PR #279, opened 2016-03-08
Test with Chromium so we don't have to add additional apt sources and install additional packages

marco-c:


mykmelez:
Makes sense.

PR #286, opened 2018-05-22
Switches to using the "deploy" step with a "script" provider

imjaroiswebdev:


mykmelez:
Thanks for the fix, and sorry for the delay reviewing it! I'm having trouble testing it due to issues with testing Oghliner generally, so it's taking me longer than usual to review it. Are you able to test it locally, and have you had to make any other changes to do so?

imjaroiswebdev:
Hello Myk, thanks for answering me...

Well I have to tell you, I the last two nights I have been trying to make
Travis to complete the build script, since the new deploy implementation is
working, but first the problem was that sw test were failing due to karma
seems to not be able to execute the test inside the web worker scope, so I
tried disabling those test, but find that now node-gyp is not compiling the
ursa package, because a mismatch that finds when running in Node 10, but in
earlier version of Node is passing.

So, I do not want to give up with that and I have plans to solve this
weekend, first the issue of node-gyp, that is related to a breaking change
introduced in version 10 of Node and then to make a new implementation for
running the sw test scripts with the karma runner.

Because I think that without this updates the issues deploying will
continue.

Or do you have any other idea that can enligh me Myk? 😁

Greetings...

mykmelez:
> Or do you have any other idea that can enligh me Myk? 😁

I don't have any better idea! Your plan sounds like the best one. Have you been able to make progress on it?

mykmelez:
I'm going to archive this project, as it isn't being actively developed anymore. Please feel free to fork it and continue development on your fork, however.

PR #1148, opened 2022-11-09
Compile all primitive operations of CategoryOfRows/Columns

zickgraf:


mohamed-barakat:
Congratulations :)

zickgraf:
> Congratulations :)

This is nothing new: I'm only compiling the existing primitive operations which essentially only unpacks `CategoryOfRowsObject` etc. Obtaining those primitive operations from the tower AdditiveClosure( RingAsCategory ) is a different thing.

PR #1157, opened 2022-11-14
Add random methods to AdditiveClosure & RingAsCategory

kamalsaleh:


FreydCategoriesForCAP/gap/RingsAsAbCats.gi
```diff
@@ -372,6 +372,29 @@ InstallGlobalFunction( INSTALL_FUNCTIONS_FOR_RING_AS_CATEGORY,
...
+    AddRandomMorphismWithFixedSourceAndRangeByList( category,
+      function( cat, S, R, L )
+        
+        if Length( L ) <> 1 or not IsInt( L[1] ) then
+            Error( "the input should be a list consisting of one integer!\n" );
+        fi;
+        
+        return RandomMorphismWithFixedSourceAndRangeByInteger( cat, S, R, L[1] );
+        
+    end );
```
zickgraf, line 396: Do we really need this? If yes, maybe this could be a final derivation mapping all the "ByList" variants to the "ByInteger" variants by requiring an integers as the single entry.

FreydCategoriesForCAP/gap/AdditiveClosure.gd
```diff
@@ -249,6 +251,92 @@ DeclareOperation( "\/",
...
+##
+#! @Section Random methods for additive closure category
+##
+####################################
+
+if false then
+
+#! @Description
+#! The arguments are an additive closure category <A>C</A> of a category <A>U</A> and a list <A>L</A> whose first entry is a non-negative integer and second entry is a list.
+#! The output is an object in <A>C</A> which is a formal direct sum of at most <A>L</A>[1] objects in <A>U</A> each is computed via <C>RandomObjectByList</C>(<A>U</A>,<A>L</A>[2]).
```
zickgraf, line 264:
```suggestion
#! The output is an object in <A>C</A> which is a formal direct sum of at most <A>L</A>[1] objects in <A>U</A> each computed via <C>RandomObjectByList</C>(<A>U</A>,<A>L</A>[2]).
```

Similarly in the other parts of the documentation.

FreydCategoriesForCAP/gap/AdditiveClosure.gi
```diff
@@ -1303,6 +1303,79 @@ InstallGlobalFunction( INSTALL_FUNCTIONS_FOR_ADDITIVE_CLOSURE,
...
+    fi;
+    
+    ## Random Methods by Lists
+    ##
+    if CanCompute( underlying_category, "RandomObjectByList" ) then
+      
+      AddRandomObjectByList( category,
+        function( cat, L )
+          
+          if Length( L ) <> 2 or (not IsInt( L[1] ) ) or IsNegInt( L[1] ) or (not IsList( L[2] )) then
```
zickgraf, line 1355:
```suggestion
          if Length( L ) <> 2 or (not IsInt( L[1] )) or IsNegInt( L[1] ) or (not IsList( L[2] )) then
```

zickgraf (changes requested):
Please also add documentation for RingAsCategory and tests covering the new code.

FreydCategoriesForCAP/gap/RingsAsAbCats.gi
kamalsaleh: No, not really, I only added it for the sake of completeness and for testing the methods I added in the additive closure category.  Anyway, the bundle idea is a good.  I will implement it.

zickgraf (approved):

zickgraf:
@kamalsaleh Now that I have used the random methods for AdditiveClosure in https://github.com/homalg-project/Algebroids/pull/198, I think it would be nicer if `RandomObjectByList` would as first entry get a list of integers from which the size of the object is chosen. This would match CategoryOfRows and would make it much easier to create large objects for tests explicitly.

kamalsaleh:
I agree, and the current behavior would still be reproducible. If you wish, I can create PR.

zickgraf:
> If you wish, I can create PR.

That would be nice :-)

* **WORK INSTRUCTION**:
Output every record above exactly as it appears.

* **WRITTEN SOLUTION**:
PR #279, opened 2016-03-08
Test with Chromium so we don't have to add additional apt sources and install additional packages

marco-c:


mykmelez:
Makes sense.

PR #286, opened 2018-05-22
Switches to using the "deploy" step with a "script" provider

imjaroiswebdev:


mykmelez:
Thanks for the fix, and sorry for the delay reviewing it! I'm having trouble testing it due to issues with testing Oghliner generally, so it's taking me longer than usual to review it. Are you able to test it locally, and have you had to make any other changes to do so?

imjaroiswebdev:
Hello Myk, thanks for answering me...

Well I have to tell you, I the last two nights I have been trying to make
Travis to complete the build script, since the new deploy implementation is
working, but first the problem was that sw test were failing due to karma
seems to not be able to execute the test inside the web worker scope, so I
tried disabling those test, but find that now node-gyp is not compiling the
ursa package, because a mismatch that finds when running in Node 10, but in
earlier version of Node is passing.

So, I do not want to give up with that and I have plans to solve this
weekend, first the issue of node-gyp, that is related to a breaking change
introduced in version 10 of Node and then to make a new implementation for
running the sw test scripts with the karma runner.

Because I think that without this updates the issues deploying will
continue.

Or do you have any other idea that can enligh me Myk? 😁

Greetings...

mykmelez:
> Or do you have any other idea that can enligh me Myk? 😁

I don't have any better idea! Your plan sounds like the best one. Have you been able to make progress on it?

mykmelez:
I'm going to archive this project, as it isn't being actively developed anymore. Please feel free to fork it and continue development on your fork, however.

PR #1148, opened 2022-11-09
Compile all primitive operations of CategoryOfRows/Columns

zickgraf:


mohamed-barakat:
Congratulations :)

zickgraf:
> Congratulations :)

This is nothing new: I'm only compiling the existing primitive operations which essentially only unpacks `CategoryOfRowsObject` etc. Obtaining those primitive operations from the tower AdditiveClosure( RingAsCategory ) is a different thing.

PR #1157, opened 2022-11-14
Add random methods to AdditiveClosure & RingAsCategory

kamalsaleh:


FreydCategoriesForCAP/gap/RingsAsAbCats.gi
```diff
@@ -372,6 +372,29 @@ InstallGlobalFunction( INSTALL_FUNCTIONS_FOR_RING_AS_CATEGORY,
...
+    AddRandomMorphismWithFixedSourceAndRangeByList( category,
+      function( cat, S, R, L )
+        
+        if Length( L ) <> 1 or not IsInt( L[1] ) then
+            Error( "the input should be a list consisting of one integer!\n" );
+        fi;
+        
+        return RandomMorphismWithFixedSourceAndRangeByInteger( cat, S, R, L[1] );
+        
+    end );
```
zickgraf, line 396: Do we really need this? If yes, maybe this could be a final derivation mapping all the "ByList" variants to the "ByInteger" variants by requiring an integers as the single entry.

FreydCategoriesForCAP/gap/AdditiveClosure.gd
```diff
@@ -249,6 +251,92 @@ DeclareOperation( "\/",
...
+##
+#! @Section Random methods for additive closure category
+##
+####################################
+
+if false then
+
+#! @Description
+#! The arguments are an additive closure category <A>C</A> of a category <A>U</A> and a list <A>L</A> whose first entry is a non-negative integer and second entry is a list.
+#! The output is an object in <A>C</A> which is a formal direct sum of at most <A>L</A>[1] objects in <A>U</A> each is computed via <C>RandomObjectByList</C>(<A>U</A>,<A>L</A>[2]).
```
zickgraf, line 264:
```suggestion
#! The output is an object in <A>C</A> which is a formal direct sum of at most <A>L</A>[1] objects in <A>U</A> each computed via <C>RandomObjectByList</C>(<A>U</A>,<A>L</A>[2]).
```

Similarly in the other parts of the documentation.

FreydCategoriesForCAP/gap/AdditiveClosure.gi
```diff
@@ -1303,6 +1303,79 @@ InstallGlobalFunction( INSTALL_FUNCTIONS_FOR_ADDITIVE_CLOSURE,
...
+    fi;
+    
+    ## Random Methods by Lists
+    ##
+    if CanCompute( underlying_category, "RandomObjectByList" ) then
+      
+      AddRandomObjectByList( category,
+        function( cat, L )
+          
+          if Length( L ) <> 2 or (not IsInt( L[1] ) ) or IsNegInt( L[1] ) or (not IsList( L[2] )) then
```
zickgraf, line 1355:
```suggestion
          if Length( L ) <> 2 or (not IsInt( L[1] )) or IsNegInt( L[1] ) or (not IsList( L[2] )) then
```

zickgraf (changes requested):
Please also add documentation for RingAsCategory and tests covering the new code.

FreydCategoriesForCAP/gap/RingsAsAbCats.gi
kamalsaleh: No, not really, I only added it for the sake of completeness and for testing the methods I added in the additive closure category.  Anyway, the bundle idea is a good.  I will implement it.

zickgraf (approved):

zickgraf:
@kamalsaleh Now that I have used the random methods for AdditiveClosure in https://github.com/homalg-project/Algebroids/pull/198, I think it would be nicer if `RandomObjectByList` would as first entry get a list of integers from which the size of the object is chosen. This would match CategoryOfRows and would make it much easier to create large objects for tests explicitly.

kamalsaleh:
I agree, and the current behavior would still be reproducible. If you wish, I can create PR.

zickgraf:
> If you wish, I can create PR.

That would be nice :-)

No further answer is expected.